Oh boy! I have NOOO idea what you just said.  Sorry! All I did is/was put the red/black lead into the left and right sockets and checked the digital multimeter. 

And, if they are "fried", what do I replace? How can I confirm first that they are indeed fried? If A & B gives 120v, is that the right way?

Could you pls explain the difference?
see attachment.


----------



## Bob Mariani (Dec 1, 2008)

you would not wire an outlet with a black on one side and the red on the other. White goes on the right side of your diagram. C is the ground. A is the hot side. B is the Common or neutral side. There should be power between A and C and between A and B There should be no power between B and C. Is this red wire in the same cable as a black wire? If this room has a switch, turn it off and test again. You need to find what is bad before you know what to replace.


----------



## codeone (Dec 31, 2009)

cosmokramer said:


> Oh boy! I have NOOO idea what you just said.  Sorry! All I did is/was put the red/black lead into the left and right sockets and checked the digital multimeter.
> 
> And, if they are "fried", what do I replace? How can I confirm first that they are indeed fried? If A & B gives 120v, is that the right way?
> 
> ...


 The longer opening of your rec is the neutral, the shorter is the hot, the round is the ground.
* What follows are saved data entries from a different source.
PR #2069, opened 2026-06-02
fix: handle empty inputs in OrientationPredictor

badranX:
`OrientationPredictor` does not handle empty input batches and can raise an exception when orientation detection is enabled and no valid crops/images are passed to the predictor. This PR handles empty inputs similar to the `RecognitionPredictor`.

### Reproduction

```python
import requests

from doctr.io import DocumentFile
from doctr.models import ocr_predictor

receipt = requests.get(
    "https://github.com/mindee/doctr/releases/download/v0.3.0/mock_receipt.jpeg"
).content

predictor = ocr_predictor(
    pretrained=True,
    det_arch="fast_base",
    reco_arch="parseq",
    assume_straight_pages=False,
    detect_orientation=True,
    disable_crop_orientation=False,
    disable_page_orientation=False,
    straighten_pages=True,
)

docs = DocumentFile.from_images([receipt])
docs[0] = docs[0][:10, :10]

result = predictor(docs)
```

Result:

```text
File "/home/ubuntu/dev/pr/doctr/doctr/models/preprocessor/pytorch.py", line 73, in batch_inputs
    if isinstance(samples[0], tuple):
                  ~~~~~~~^^^
IndexError: list index out of range
```

PR #2138, opened 2026-09-05
fix: handle empty batches in detection and end-to-end predictors

linhongyu510:
`DetectionPredictor`, `OCRPredictor` and `KIEPredictor` raise on an empty page list instead of returning an empty result. `RecognitionPredictor` has always short-circuited on empty input (`recognition/predictor/pytorch.py:50`), and `OrientationPredictor` gained the same behaviour in #2069 — these three were the remaining gap, so this follows that precedent rather than introducing a new convention.

Filtering a batch down to nothing is ordinary caller code (skip already-processed pages, drop files that failed a check upstream), and today it fails from internals that never mention the empty input.

### Reproduction

```python
from doctr.models import ocr_predictor, kie_predictor, detection

ocr_predictor(pretrained=False)([])       # IndexError: list index out of range
kie_predictor(pretrained=False)([])       # IndexError: list index out of range
detection.detection_predictor(pretrained=False)([])  # IndexError
```

There are three separate failure points on the way down, which is why the fix is not a one-liner in a single helper:

| Location | Failure |
|---|---|
| `preprocessor/pytorch.py:73` | `num_batches` is correctly `0`, then `samples[0]` is read to pick the tuple/tensor branch → `IndexError` |
| `utils/geometry.py:124` | `zip(*(_detach(box) for box in boxes))` over no boxes → `ValueError: not enough values to unpack (expected 2, got 0)` |
| `models/_utils.py:276` | KIE path only: `{k: ... for k in x[0]}` → `IndexError` |

I confirmed the ordering by fixing them one at a time: guarding `batch_inputs` moved the crash to `detach_scores`, and guarding that one let the whole call return `Document(pages=[])`.

### Fix

Guard at the three public entry points instead of patching each internal, so `batch_inputs`, `detach_scores` and `invert_data_structure` keep their non-empty precondition and stay simple.

Two details worth flagging:

- `DetectionPredictor` returns the shape its own `return_maps` contract promises: `[]` normally, `([], [])` when `return_maps=True`.
- `KIEPredictor` returns `KIEDocument(pages=[])`, not `Document(pages=[])`. `KIEDocument` subclasses `Document`, so returning the base class would type-check and pass an `isinstance` assertion while silently dropping the per-class page shape. The test asserts the exact type for this reason — I verified it catches the degradation by deliberately returning `Document` there and watching the test go red.

### Tests

Added `test_predictors_on_empty_batch`, which covers detection (both `return_maps` values), recognition (already-correct, asserted so the three stay consistent), and both end-to-end predictors.

The test is load-bearing: reverting the guards fails it at `preprocessor/pytorch.py:73`.

```
tests/pytorch/test_models_zoo_pt.py::test_predictors_on_empty_batch  1 passed
tests/pytorch/test_models_zoo_pt.py                                 14 passed, 6 errors
tests/common/                                                        523 passed, 1 failed, 7 errors
ruff check . / ruff format --check                                   clean
mypy doctr/                                                          clean (171 source files)
```

The errors and the one failure are pre-existing on this machine and unrelated: the errors are `requests.exceptions.ConnectionError` from tests that download weights or fixtures, and `tests/common/test_io.py::test_read_html` fails with `OSError: cannot load library` (missing WeasyPrint system libs). I verified the `test_read_html` failure reproduces on a clean checkout via `git stash`.

AI assistance was used for this change; I reviewed every changed line and ran the commands above locally.

### DIFF
--- a/tests/pytorch/test_models_zoo_pt.py
+++ b/tests/pytorch/test_models_zoo_pt.py
@@ -124,6 +124,47 @@ def test_ocrpredictor(
     assert out.pages[0].orientation["value"] == orientation
 
 
+def test_predictors_on_empty_batch(mock_vocab):
+    """An empty page list must yield an empty Document instead of raising.
+
+    Filtering a batch down to nothing is ordinary caller code, and
+    `RecognitionPredictor` (and `OrientationPredictor` since #2069) already
+    return empty results for it. The detection and end-to-end predictors did
+    not, so they crashed deep in the stack -- `IndexError` from `samples[0]` in
+    `PreProcessor.batch_inputs`, then `ValueError` from `zip(*...)` in
+    `detach_scores`, then `IndexError` from `x[0]` in `invert_data_structure`
+    on the KIE path -- none of which names the empty input.
+    """
+    det_predictor = DetectionPredictor(
+        PreProcessor(output_size=(512, 512), batch_size=2),
+        detection.db_mobilenet_v3_large(pretrained=False, pretrained_backbone=False, assume_straight_pages=True),
+    )
+    reco_predictor = RecognitionPredictor(
+        PreProcessor(output_size=(32, 128), batch_size=32, preserve_aspect_ratio=True),
+        recognition.crnn_vgg16_bn(pretrained=False, pretrained_backbone=False, vocab=mock_vocab),
+    )
+
+    # Detection keeps the shape its `return_maps` contract promises.
+    assert det_predictor([]) == []
+    assert det_predictor([], return_maps=True) == ([], [])
+
+    # The recognition predictor already behaved; asserted here so the three
+    # stay consistent if one of them is touched again.
+    assert reco_predictor([]) == []
+
+    for predictor, expected_type in (
+        (OCRPredictor(det_predictor, reco_predictor, assume_straight_pages=True), Document),
+        (KIEPredictor(det_predictor, reco_predictor, assume_straight_pages=True), KIEDocument),
+    ):
+        out = predictor([])
+        # Exact type, not isinstance: KIEDocument subclasses Document, so an
+        # isinstance check would not notice the KIE path degrading to the base
+        # class and dropping the per-class prediction shape.
+        assert type(out) is expected_type
+        assert out.pages == []
+        assert out.export() == {"pages": []}
+
+
 def test_ocrpredictor_layout(mock_pdf, mock_vocab, mock_payslip):
     det_predictor = DetectionPredictor(
         PreProcessor(output_size=(512, 512), batch_size=2),
--- a/doctr/models/detection/predictor/pytorch.py
+++ b/doctr/models/detection/predictor/pytorch.py
@@ -40,6 +40,9 @@ class DetectionPredictor(nn.Module):
         return_maps: bool = False,
         **kwargs: Any,
     ) -> list[dict[str, np.ndarray]] | tuple[list[dict[str, np.ndarray]], list[np.ndarray]]:
+        if len(pages) == 0:
+            return ([], []) if return_maps else []
+
         # Extract parameters from the preprocessor
         preserve_aspect_ratio = self.pre_processor.resize.preserve_aspect_ratio
         symmetric_pad = self.pre_processor.resize.symmetric_pad
--- a/doctr/models/kie_predictor/pytorch.py
+++ b/doctr/models/kie_predictor/pytorch.py
@@ -9,7 +9,7 @@ import numpy as np
 import torch
 from torch import nn
 
-from doctr.io.elements import Document
+from doctr.io.elements import Document, KIEDocument
 from doctr.models._utils import get_language, invert_data_structure
 from doctr.models.detection.predictor import DetectionPredictor
 from doctr.models.layout.predictor import LayoutPredictor
@@ -79,6 +79,9 @@ class KIEPredictor(nn.Module, _KIEPredictor):
         pages: list[np.ndarray],
         **kwargs: Any,
     ) -> Document:
+        if len(pages) == 0:
+            return KIEDocument(pages=[])
+
         # Dimension check
         if any(page.ndim != 3 for page in pages):
             raise ValueError("incorrect input shape: all pages are expected to be multi-channel 2D images.")
--- a/doctr/models/predictor/pytorch.py
+++ b/doctr/models/predictor/pytorch.py
@@ -93,6 +93,9 @@ class OCRPredictor(nn.Module, _OCRPredictor):
         pages: list[np.ndarray],
         **kwargs: Any,
     ) -> Document:
+        if len(pages) == 0:
+            return Document(pages=[])
+
         # Dimension check
         if any(page.ndim != 3 for page in pages):
             raise ValueError("incorrect input shape: all pages are expected to be multi-channel 2D images.")


tests/pytorch/test_models_zoo_pt.py
```diff
@@ -124,6 +124,47 @@ def test_ocrpredictor(
     assert out.pages[0].orientation["value"] == orientation
 
 
+def test_predictors_on_empty_batch(mock_vocab):
+    """An empty page list must yield an empty Document instead of raising.
+
+    Filtering a batch down to nothing is ordinary caller code, and
```
felixdittrich92: Please remove the docstring afterwards fine to merge 👍

felixdittrich92 (changes requested):
Hi @linhongyu510 👋,

Thanks for the PR. Left one comment.

linhongyu510:
Docstring removed in `05d0615` — thanks for catching it. I checked the convention before deleting rather than just complying: 3 of 371 test functions in `tests/` carry a docstring, and the other two are single-line, so the 10-line block here was the outlier. The load-bearing context was already in the inline comments (the `return_maps` shape contract and the reason for `type(out) is` over `isinstance`), so nothing was lost by dropping it.

Also rebased onto current `main` (`c7f7218`), which only touches `vocabs.py` / docs / pre-commit — no overlap with the four files here, and 0 commits behind now.

Re-verified after the rebase rather than assuming the earlier run still held:

```
pytest tests/pytorch/test_models_zoo_pt.py::test_predictors_on_empty_batch   1 passed
pytest tests/pytorch/test_models_zoo_pt.py                                  14 passed, 6 errors
ruff check / ruff format --check (4 changed files)                           clean
mypy doctr/                                                                 clean, 171 files
```

The 6 errors are fixture downloads timing out on this machine (`3.bp.blogspot.com` unreachable); I confirmed the attribution by `git stash`-ing the change and re-running — identical 14 passed / 6 errors with the same error set, so they are not from this diff.

I also re-confirmed the test still earns its place after the edit, by reverting each guard one at a time:

| reverted guard | failure |
|---|---|
| `DetectionPredictor` | `IndexError` at `preprocessor/pytorch.py:73` (`samples[0]`) |
| `OCRPredictor` | `ValueError: not enough values to unpack` at `utils/geometry.py:124` |
| `KIEPredictor` | `IndexError` at `models/_utils.py:276` (`x[0]`) |

Three distinct failure points, matching the three in the description. All guards restored afterwards.

linhongyu510:
One thing that needs your click: the nine workflows on `05d0615` are all sitting at `action_required` — the fork-PR approval gate, not a failure on my side. Compare with the previous head `a11910c`, where the same nine came back green once approved:

| workflow | `a11910c` (approved) | `05d0615` (current) |
|---|---|---|
| tests / style / builds / demo / references / scripts / pull_requests / Docker image on ghcr.io | success | `action_required` |
| docker | cancelled | `action_required` |

So CI here needs an "Approve and run" whenever I push. Since the only change between the two heads is the 10-line docstring deletion plus the rebase onto `c7f7218`, I would expect the same result, but I would rather point at the gate than claim a green run I cannot produce myself.

linhongyu510:
The docstring is gone and CI is green now that you approved the run — **56 of the 57 checks pass**, including `tests`, `mypy`, `ruff`, all 15 `build` matrix jobs, and `codecov/patch` at **100.00% of diff hit**.

The one red check is `codecov/project` (`97.21%, -0.02%`), and I dug into it rather than asking you to wave it through. **It is not caused by this PR** — it is a pre-existing nondeterminism in the coverage of a file this PR never touches.

**Codecov's own per-file data says so.** Of the 169 files, exactly one has a changed miss count, and it is not one of mine:

| file | in this PR's diff? | misses base → head |
|---|---|---|
| `models/detection/predictor/pytorch.py` | yes | 1 → 1 |
| `models/kie_predictor/pytorch.py` | yes | 0 → 0 |
| `models/predictor/pytorch.py` | yes | 42 → 42 |
| **`transforms/functional/base.py`** | **no** | **4 → 6** |

For that last file Codecov reports `has_diff: false`, `patch: null`, and identical line counts (68 → 68) — same code, 2 more misses. The arithmetic matches the project delta exactly: 278 → 280 misses, and 9761/10039 − 9765/10045 = 0.018%.

**Root cause.** `create_shadow_mask` in that file draws from an unseeded RNG and branches on it:

```python
_params = np.random.rand(1)
quad_idx = int(_params[0] / 0.25)   # 0,1,2,3 -> four different branches
if quad_idx % 2 == 0:              # line 173
    ...
    if quad_idx == 0: ...          # line 175
else:                              # line 178
    ...
    if quad_idx == 1: ...          # line 180
```

Each run reaches only some of those lines, so the miss count for the file moves on its own. Measured with `coverage.py`, changing **nothing but the seed**:

```
seed=0 : 31 missing lines   missing in 165-185: [173, 174, 175]
seed=1 : 31 missing lines   missing in 165-185: [178, 179, 180]
seed=7 : 36 missing lines   missing in 165-185: [175, 178, 179, 180]
seed=3 : 31 missing lines   missing in 165-185: [178, 179, 180]
```

Over 400 seeds the four quadrants come up 104 / 99 / 95 / 102 times, so which lines get counted is close to a coin flip per run.

**This also shows up on `main` without any PR involved.** From Codecov's commit history:

| commit on main | what it changed | misses | coverage |
|---|---|---|---|
| `60cb879` | Correct some vocabs | 276 | 97.25% |
| `1a6f4c1` | **Update docs — no code at all** | 278 | 97.23% |
| `c7f7218` | Correct vocabs (#2139) | 278 | 97.23% |

A docs-only commit moved it by the same 2 misses / 0.02%. My own earlier head `a11910c` happened to land on the lucky side and reported `+<0.01%`; after the rebase onto `c7f7218` it landed on the unlucky side. The diff between those two heads is the 10-line docstring deletion.

So this PR adds 7 executable lines, all 7 covered, and touches no other file. Happy to seed the RNG in the shadow-mask tests as a separate PR if you'd like that flake fixed — it is unrelated to this change, so I did not fold it in here.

You are still losing your neutral somewhere, most likely in a backstab connection of one of your receptacles if they are wired that way. Go to the last working receptacle on that circuit and check your connections. Do this with the circuit breaker turned off so not to get shocked.


----------



## codeone (Dec 31, 2009)

Bob Mariani said:


> you would not wire an outlet with a black on one side and the red on the other. .


 Bob I think hes talking about the meter leads. Remember hes very new.

It might be best for him to call a professional. And learn more before he tries and gets hurt. Hes that new. :yes:


----------



## Bob Mariani (Dec 1, 2008)

checking with the power off means pulling the wires to see they are secure. But we still need to find why you have a red wire and not a white wire attached to the neutral side.


----------



## codeone (Dec 31, 2009)

"All I did is/was put the red/black lead into the left and right sockets and checked the digital multimeter."

This is what he said he was not talking about the wiring to the back of the rec.


----------



## Bob Mariani (Dec 1, 2008)

yeah.. just thought of that since if it is a red wire, no power between red and black.... unless my staple idea is right. (open one wire.. shorted the others)


----------



## codeone (Dec 31, 2009)

Hes checking for voltage he says. If he has the meter in the rifgt settings and has 120v, then I would suspect he has a bad connection under load,with the breaker not tripping.


----------



## cosmokramer (Jan 10, 2010)

I think I may have lost you guys. I'd like to understand the issue before I call an electrician. Let me try again. All I did was put the digital multimeter black and red leads in the left and right side of the outlet to see if there was electricity. (Is that the right way to test the current)? If not, what is the right way? 

All I picked up from above conversation is that 'neutral' is lost somewhere. * Nothing *has been replaced, yet. I did not open anything. I don't know what you mean short the other wire or what white wire is being referred to.


----------



## codeone (Dec 31, 2009)

Sorry I dont have time to explain right now,, maybe one of the others can help. Will be back later today if you havent gatten any answers.:yes:


----------



## Scuba_Dave (Jan 16, 2009)

So you are testing between A & B & getting 120v ?
That means you have power

What are you plugging that is not getting power ?
Have you tried plugging in a KNOWN working light ?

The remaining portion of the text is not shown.